Exercise objective: In the entries below, find the line with "- I've probably" and the line with "PR #785, opened 2023-02-03"; give again those lines and every line between them, exactly.

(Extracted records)
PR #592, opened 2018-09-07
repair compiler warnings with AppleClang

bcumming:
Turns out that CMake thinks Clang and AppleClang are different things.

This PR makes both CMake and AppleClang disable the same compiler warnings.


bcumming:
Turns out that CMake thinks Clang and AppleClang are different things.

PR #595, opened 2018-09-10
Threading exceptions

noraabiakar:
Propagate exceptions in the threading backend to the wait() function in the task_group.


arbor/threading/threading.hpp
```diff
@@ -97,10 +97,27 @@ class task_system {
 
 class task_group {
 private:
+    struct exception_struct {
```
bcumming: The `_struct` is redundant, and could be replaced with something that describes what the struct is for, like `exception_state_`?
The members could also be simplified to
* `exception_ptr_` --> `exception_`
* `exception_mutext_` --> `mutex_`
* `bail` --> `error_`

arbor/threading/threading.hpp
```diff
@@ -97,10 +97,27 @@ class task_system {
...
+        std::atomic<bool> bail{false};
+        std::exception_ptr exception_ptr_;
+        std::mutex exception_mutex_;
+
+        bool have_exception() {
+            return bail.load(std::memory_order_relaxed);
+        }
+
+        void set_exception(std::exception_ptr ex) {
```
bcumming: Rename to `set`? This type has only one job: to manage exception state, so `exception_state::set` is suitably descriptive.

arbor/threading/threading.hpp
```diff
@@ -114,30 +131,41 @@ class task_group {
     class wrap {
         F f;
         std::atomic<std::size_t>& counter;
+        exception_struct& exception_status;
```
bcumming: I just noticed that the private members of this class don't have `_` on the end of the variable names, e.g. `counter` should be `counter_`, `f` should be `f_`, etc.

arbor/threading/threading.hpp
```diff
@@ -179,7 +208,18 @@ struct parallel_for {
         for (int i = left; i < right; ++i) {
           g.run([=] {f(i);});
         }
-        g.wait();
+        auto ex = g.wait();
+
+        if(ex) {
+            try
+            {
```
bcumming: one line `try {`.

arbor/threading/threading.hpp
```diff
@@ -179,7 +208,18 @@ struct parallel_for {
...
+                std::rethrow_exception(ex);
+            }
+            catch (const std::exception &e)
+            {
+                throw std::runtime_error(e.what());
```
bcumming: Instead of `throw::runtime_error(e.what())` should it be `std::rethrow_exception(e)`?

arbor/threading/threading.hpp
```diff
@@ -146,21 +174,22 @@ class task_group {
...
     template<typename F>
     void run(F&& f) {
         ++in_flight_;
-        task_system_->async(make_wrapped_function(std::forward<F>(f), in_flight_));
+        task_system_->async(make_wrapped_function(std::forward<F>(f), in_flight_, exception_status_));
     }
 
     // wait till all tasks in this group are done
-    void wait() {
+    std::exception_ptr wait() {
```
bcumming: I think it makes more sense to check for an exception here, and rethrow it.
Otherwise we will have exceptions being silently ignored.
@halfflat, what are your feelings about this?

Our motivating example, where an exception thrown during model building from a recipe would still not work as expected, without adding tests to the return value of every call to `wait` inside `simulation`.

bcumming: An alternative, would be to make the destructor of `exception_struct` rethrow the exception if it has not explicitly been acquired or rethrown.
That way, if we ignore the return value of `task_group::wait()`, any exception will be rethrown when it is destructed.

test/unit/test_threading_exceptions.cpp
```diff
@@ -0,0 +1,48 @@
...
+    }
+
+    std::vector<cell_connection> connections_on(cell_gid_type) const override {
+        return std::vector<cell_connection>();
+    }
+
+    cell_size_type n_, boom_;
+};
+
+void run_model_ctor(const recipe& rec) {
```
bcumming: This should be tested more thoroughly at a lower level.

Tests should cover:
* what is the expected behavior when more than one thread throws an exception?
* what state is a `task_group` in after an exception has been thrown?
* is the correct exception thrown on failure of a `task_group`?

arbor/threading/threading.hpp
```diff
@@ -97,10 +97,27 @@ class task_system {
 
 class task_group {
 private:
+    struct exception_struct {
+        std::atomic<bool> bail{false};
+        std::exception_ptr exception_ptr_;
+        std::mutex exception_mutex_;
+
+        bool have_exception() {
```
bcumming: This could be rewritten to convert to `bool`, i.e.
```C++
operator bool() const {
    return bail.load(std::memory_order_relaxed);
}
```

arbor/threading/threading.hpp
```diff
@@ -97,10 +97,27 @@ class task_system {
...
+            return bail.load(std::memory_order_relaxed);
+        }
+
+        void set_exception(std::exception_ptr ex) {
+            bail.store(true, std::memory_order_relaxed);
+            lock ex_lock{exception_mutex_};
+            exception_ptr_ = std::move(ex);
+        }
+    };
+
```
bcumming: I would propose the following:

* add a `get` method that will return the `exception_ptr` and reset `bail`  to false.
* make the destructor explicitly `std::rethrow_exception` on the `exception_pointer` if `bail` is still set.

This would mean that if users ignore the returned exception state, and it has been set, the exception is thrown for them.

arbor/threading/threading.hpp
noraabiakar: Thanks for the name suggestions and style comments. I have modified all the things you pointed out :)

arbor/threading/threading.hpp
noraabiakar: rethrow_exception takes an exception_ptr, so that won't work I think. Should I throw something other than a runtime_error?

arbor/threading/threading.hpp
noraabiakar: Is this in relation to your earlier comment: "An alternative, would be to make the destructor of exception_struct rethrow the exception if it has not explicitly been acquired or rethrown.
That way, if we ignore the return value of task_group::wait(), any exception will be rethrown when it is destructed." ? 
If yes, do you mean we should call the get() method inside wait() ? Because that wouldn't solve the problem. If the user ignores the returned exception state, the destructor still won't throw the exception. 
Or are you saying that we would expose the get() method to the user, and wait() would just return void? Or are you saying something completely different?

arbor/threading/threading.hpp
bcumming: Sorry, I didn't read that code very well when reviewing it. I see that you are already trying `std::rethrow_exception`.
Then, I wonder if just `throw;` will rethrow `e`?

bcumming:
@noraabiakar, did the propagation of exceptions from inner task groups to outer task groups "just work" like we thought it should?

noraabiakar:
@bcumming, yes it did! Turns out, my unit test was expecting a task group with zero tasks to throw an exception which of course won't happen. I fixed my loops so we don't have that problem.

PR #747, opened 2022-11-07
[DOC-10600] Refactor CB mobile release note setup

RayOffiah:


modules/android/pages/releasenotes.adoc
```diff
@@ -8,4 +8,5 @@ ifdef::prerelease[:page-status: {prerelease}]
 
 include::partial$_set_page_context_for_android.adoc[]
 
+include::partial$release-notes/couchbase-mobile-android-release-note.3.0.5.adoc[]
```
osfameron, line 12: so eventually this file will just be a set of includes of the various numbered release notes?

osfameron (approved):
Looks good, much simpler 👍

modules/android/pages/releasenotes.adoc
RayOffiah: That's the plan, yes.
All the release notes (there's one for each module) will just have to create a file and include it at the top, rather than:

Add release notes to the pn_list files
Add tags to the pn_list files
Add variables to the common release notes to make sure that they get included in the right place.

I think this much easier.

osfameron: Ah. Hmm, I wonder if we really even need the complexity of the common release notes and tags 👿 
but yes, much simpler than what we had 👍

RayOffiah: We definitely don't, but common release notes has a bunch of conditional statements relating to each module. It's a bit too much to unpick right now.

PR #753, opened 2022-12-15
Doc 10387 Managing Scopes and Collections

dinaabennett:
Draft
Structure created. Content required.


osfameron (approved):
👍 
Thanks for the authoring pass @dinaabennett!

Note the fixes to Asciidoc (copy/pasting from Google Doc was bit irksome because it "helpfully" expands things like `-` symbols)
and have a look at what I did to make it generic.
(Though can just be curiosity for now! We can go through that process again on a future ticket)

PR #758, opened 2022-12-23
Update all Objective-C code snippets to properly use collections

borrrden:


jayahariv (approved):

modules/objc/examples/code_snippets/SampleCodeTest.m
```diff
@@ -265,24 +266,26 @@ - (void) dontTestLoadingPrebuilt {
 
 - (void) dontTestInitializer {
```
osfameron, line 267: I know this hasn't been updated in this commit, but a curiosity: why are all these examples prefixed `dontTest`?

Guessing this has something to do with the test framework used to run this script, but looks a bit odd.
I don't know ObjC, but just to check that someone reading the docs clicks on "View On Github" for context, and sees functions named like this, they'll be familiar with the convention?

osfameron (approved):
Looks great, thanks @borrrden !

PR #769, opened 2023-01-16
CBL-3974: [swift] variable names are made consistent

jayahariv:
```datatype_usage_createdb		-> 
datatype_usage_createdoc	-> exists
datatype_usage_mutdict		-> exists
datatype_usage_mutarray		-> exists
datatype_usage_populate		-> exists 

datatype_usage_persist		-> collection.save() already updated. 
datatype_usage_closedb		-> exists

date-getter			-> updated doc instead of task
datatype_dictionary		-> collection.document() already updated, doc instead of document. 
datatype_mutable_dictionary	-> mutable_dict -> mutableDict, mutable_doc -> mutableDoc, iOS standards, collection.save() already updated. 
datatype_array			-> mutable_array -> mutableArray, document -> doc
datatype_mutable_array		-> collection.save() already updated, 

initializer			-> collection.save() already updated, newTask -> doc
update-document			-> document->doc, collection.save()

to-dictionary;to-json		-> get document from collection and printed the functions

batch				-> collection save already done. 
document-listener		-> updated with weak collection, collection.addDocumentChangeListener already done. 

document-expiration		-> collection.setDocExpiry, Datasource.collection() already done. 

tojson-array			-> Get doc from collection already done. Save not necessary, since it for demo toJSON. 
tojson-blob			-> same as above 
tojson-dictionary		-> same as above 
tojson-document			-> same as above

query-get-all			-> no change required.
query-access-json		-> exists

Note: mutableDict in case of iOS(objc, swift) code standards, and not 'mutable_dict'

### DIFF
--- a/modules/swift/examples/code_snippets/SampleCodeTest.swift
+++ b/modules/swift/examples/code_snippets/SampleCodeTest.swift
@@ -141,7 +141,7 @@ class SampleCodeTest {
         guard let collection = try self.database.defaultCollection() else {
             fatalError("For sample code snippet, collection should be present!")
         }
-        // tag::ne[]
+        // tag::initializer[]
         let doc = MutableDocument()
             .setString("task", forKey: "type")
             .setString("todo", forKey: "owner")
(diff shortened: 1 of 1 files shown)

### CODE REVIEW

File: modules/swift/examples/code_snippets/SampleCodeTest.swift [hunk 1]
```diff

--

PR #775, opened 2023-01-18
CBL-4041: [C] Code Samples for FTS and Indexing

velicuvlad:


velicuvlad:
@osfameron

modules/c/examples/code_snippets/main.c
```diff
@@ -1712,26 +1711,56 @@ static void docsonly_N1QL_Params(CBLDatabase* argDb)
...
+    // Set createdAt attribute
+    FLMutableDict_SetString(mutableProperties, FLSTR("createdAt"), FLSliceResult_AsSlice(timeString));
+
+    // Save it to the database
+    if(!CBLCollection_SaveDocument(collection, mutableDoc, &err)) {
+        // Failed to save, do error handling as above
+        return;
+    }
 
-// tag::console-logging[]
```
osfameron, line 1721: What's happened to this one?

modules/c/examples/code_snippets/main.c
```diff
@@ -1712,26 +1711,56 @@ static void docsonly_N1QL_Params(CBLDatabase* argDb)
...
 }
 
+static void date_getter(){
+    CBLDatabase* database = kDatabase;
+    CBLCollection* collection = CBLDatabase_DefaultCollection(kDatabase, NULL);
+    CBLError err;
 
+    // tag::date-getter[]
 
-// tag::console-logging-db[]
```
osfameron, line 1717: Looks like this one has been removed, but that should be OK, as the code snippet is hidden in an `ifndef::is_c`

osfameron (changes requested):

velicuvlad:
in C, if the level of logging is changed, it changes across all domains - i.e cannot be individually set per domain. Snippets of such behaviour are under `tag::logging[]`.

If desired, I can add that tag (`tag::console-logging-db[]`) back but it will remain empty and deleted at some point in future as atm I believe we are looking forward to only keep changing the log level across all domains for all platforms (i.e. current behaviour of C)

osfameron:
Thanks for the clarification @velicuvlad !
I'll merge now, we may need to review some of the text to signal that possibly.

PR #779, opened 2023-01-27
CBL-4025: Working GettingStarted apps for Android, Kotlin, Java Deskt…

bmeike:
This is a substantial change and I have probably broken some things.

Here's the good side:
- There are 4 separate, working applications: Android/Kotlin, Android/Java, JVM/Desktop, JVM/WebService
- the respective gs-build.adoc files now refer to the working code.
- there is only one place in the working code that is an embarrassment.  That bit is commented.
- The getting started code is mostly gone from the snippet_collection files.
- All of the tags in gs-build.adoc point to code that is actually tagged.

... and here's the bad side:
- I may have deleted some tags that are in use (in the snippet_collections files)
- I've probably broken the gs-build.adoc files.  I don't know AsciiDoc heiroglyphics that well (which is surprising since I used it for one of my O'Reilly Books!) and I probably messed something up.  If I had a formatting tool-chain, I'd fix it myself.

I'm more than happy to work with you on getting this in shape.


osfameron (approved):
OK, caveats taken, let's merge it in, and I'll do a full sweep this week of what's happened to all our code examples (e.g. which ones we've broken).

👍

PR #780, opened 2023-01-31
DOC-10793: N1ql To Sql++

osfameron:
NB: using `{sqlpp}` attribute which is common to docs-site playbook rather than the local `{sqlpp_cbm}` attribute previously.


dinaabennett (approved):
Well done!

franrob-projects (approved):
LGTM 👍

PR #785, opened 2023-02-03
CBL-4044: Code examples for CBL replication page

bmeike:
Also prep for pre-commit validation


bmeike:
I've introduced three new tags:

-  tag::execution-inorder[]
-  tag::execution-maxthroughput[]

Your solution:
- I've probably broken the gs-build.adoc files.  I don't know AsciiDoc heiroglyphics that well (which is surprising since I used it for one of my O'Reilly Books!) and I probably messed something up.  If I had a formatting tool-chain, I'd fix it myself.

I'm more than happy to work with you on getting this in shape.


osfameron (approved):
OK, caveats taken, let's merge it in, and I'll do a full sweep this week of what's happened to all our code examples (e.g. which ones we've broken).

👍

PR #780, opened 2023-01-31
DOC-10793: N1ql To Sql++

osfameron:
NB: using `{sqlpp}` attribute which is common to docs-site playbook rather than the local `{sqlpp_cbm}` attribute previously.


dinaabennett (approved):
Well done!

franrob-projects (approved):
LGTM 👍

PR #785, opened 2023-02-03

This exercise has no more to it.